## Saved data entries
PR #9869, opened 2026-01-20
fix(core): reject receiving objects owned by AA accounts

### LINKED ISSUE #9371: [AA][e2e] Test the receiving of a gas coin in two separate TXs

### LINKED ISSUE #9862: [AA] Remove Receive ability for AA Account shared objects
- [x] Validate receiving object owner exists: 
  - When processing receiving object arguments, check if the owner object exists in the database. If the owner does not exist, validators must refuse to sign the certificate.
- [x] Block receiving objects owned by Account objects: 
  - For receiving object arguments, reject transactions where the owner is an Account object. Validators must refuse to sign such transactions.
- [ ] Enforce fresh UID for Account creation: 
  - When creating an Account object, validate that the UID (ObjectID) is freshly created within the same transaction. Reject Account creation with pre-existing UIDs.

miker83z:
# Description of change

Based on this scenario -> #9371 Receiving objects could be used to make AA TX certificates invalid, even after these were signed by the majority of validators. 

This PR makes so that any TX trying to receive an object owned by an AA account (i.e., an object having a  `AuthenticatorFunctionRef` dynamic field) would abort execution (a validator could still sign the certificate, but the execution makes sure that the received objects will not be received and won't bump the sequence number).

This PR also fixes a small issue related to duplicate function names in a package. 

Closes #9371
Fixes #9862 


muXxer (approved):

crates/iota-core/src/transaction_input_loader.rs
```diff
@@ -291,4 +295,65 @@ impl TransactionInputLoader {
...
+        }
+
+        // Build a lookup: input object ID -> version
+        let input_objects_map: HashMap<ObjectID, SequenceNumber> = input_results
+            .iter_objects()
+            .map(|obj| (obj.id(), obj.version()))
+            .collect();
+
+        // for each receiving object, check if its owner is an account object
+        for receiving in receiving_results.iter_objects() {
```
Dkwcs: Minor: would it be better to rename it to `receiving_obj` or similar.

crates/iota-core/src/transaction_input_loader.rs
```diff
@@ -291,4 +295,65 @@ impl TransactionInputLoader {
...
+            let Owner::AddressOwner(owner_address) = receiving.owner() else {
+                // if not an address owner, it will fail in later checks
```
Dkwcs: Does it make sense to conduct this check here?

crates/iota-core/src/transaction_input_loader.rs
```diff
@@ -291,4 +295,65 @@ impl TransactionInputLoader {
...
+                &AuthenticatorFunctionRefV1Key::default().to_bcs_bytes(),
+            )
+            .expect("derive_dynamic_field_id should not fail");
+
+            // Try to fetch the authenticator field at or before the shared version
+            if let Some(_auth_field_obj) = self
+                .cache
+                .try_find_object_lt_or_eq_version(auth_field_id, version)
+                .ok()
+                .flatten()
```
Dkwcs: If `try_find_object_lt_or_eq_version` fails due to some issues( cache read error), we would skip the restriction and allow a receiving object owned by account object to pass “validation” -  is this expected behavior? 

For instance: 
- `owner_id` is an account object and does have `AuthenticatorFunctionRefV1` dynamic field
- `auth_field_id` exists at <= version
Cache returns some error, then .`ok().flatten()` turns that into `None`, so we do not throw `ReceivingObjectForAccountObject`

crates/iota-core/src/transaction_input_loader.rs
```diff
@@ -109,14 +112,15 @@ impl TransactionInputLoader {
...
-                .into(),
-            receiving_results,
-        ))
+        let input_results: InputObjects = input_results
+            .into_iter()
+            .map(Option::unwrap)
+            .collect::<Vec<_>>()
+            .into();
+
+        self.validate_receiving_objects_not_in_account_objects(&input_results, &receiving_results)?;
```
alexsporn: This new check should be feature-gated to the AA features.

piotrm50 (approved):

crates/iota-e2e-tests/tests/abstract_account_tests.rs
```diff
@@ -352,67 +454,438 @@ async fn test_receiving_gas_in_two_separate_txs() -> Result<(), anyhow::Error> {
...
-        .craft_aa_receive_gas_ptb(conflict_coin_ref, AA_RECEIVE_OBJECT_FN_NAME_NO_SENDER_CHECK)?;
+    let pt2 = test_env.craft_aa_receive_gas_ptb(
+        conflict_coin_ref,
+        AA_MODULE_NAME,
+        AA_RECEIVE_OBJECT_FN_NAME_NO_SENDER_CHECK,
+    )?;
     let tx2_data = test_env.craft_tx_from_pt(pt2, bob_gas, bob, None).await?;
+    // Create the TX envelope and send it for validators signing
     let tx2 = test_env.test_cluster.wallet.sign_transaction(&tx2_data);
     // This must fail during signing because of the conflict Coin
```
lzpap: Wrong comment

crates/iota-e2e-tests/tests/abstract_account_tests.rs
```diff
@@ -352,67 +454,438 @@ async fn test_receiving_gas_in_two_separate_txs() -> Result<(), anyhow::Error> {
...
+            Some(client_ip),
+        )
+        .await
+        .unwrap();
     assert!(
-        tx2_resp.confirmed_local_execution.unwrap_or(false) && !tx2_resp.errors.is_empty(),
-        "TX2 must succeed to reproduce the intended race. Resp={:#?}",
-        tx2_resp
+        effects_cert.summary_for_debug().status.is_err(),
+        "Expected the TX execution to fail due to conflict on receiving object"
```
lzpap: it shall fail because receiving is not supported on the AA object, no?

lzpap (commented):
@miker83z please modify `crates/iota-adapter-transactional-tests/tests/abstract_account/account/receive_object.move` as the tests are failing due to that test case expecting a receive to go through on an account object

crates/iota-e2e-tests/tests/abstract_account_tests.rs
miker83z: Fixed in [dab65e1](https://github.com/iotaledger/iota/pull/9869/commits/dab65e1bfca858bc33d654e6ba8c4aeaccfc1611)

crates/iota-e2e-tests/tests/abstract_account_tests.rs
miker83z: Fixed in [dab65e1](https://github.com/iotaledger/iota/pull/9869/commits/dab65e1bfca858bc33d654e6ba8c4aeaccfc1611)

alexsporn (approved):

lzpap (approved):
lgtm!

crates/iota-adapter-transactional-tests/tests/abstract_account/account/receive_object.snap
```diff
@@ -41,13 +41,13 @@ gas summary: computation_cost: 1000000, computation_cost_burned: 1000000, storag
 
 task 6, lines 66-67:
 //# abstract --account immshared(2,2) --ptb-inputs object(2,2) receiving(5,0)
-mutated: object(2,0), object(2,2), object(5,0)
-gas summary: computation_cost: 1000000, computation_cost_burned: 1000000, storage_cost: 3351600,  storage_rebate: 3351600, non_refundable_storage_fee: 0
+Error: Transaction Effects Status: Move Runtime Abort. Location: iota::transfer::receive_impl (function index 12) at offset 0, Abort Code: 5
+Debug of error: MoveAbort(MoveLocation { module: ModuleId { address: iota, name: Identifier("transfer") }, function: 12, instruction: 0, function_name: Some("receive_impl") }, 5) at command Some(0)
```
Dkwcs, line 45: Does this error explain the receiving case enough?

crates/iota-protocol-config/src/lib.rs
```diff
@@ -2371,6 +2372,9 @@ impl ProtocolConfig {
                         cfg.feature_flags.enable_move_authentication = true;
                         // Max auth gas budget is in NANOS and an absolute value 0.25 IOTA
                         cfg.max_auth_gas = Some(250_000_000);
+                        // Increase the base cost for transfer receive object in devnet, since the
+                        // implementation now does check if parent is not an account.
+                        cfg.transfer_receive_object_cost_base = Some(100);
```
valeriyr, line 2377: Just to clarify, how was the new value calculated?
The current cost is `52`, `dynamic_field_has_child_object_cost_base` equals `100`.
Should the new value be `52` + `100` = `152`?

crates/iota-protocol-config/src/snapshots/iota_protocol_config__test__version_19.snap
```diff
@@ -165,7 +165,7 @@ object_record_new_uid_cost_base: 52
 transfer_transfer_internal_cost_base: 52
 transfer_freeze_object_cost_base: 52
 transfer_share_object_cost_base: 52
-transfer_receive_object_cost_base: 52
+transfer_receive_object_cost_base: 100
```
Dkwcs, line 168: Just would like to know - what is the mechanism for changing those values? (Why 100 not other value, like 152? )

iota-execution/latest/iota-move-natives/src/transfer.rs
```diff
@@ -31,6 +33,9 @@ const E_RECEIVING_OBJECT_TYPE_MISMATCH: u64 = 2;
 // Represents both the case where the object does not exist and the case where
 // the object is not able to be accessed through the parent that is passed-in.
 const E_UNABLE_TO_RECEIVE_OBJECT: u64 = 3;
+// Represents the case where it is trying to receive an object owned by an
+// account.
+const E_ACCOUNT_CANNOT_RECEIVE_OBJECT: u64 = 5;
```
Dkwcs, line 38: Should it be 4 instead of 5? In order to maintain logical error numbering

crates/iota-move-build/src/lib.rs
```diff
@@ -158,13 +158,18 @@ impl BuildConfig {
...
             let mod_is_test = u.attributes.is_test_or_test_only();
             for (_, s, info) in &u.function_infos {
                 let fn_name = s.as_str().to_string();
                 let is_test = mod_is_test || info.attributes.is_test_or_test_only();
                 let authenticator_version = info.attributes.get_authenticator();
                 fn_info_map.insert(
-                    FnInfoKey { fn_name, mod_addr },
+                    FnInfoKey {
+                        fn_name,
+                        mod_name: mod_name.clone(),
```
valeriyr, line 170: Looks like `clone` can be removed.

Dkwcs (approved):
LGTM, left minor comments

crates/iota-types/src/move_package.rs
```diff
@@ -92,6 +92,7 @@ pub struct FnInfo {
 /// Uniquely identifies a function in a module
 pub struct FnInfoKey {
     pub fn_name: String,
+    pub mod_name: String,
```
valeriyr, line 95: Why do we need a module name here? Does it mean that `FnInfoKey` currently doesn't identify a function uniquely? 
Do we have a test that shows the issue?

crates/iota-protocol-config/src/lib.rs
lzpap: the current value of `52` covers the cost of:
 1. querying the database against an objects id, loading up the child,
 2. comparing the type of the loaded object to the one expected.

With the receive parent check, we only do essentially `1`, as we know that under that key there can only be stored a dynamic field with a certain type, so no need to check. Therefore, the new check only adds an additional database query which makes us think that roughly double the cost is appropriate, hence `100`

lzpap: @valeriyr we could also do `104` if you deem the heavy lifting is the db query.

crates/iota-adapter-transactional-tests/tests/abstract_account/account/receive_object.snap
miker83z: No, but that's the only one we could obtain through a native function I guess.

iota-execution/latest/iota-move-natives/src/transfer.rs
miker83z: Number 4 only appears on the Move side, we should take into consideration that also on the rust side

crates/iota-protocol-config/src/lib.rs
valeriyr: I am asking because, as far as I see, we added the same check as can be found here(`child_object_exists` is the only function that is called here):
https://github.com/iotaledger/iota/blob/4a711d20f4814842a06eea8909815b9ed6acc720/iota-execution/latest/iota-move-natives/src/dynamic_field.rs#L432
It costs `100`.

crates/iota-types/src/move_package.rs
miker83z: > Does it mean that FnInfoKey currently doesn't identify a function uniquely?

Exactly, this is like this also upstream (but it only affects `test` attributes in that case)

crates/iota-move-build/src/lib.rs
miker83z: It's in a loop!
==
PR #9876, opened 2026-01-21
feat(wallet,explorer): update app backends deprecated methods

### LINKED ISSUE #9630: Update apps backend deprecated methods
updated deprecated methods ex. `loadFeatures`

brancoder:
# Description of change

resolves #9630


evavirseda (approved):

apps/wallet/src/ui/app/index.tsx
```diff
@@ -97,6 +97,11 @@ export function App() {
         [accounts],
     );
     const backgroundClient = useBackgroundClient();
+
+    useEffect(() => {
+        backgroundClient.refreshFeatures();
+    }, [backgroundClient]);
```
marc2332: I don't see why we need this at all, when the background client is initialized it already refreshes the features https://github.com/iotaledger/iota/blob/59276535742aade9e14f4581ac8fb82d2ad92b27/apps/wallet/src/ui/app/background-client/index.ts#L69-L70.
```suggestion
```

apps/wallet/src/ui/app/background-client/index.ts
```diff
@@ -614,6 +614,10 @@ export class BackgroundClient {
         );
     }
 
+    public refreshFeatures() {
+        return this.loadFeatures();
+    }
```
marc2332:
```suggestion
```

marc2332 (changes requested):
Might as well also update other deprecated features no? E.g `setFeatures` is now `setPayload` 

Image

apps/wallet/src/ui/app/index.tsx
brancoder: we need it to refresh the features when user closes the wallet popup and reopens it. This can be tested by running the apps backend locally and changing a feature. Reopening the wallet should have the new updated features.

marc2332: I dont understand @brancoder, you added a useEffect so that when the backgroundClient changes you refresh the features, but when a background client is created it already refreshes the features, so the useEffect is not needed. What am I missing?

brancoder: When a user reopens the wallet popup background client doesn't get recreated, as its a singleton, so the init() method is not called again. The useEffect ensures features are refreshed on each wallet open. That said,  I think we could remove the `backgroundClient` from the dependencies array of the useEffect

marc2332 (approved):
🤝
* * *
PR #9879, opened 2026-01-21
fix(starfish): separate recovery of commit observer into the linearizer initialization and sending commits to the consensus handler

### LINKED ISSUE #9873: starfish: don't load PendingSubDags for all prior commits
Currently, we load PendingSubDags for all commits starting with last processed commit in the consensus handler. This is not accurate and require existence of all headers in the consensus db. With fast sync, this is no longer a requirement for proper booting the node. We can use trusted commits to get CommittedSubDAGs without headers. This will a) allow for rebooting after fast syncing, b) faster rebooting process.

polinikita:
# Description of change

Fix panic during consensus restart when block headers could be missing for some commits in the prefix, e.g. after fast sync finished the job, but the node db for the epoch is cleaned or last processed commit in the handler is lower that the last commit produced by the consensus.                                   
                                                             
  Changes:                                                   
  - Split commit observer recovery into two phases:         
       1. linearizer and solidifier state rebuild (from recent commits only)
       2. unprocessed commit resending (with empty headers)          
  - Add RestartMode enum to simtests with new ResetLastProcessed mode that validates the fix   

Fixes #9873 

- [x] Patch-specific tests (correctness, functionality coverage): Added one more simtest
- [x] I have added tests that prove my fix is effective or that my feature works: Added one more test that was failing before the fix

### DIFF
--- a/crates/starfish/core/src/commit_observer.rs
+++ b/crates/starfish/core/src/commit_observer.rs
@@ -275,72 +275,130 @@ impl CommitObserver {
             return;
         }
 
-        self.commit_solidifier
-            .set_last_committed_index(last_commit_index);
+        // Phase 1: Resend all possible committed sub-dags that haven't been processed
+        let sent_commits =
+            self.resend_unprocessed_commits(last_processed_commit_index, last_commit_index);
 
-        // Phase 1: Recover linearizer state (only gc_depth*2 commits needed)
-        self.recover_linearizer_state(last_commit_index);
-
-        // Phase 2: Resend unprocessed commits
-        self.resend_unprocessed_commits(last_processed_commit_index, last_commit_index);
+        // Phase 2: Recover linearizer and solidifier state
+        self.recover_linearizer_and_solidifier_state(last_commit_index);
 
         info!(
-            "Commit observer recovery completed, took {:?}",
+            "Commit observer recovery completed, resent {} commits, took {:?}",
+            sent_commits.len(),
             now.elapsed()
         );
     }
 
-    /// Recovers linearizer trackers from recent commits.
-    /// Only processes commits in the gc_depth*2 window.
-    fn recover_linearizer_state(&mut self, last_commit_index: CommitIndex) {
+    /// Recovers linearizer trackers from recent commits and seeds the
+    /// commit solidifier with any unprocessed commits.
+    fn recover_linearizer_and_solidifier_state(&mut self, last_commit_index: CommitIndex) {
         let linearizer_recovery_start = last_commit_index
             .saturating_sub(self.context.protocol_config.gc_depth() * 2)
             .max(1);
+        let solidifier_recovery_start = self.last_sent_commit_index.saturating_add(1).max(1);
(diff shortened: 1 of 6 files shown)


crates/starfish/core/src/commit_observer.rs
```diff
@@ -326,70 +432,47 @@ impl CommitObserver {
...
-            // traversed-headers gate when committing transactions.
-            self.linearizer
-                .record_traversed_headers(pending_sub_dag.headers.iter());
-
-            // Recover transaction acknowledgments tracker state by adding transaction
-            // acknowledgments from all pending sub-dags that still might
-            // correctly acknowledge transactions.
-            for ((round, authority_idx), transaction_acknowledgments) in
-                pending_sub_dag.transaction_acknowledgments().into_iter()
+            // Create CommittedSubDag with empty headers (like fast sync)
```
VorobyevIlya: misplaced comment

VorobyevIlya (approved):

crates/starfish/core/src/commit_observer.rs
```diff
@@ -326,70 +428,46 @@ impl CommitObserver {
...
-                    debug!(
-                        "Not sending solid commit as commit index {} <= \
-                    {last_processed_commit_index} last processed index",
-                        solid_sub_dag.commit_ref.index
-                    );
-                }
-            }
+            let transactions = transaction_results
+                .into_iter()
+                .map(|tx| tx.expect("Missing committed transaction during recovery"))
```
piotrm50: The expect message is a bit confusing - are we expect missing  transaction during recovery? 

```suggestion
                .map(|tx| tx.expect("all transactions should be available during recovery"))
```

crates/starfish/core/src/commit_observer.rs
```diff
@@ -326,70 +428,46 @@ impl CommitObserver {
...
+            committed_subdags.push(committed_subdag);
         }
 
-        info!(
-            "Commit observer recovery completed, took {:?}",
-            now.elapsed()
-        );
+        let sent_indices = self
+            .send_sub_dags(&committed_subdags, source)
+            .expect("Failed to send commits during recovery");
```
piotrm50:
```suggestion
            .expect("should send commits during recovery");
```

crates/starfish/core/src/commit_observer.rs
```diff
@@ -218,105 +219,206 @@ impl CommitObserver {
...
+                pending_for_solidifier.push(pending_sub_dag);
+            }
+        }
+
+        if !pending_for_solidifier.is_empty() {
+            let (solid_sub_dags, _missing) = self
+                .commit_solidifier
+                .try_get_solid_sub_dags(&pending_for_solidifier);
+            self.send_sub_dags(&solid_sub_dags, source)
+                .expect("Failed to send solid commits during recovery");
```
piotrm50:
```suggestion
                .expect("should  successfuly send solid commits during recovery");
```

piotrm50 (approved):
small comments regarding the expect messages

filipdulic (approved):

## Exercise prompt
Once you reach the line with "PR #9869, opened 2026-01-20" in the data above, copy it and every line after it exactly, up to and including the line with "- [x] Validate".

## Result
PR #9869, opened 2026-01-20
fix(core): reject receiving objects owned by AA accounts

### LINKED ISSUE #9371: [AA][e2e] Test the receiving of a gas coin in two separate TXs

### LINKED ISSUE #9862: [AA] Remove Receive ability for AA Account shared objects
- [x] Validate receiving object owner exists: 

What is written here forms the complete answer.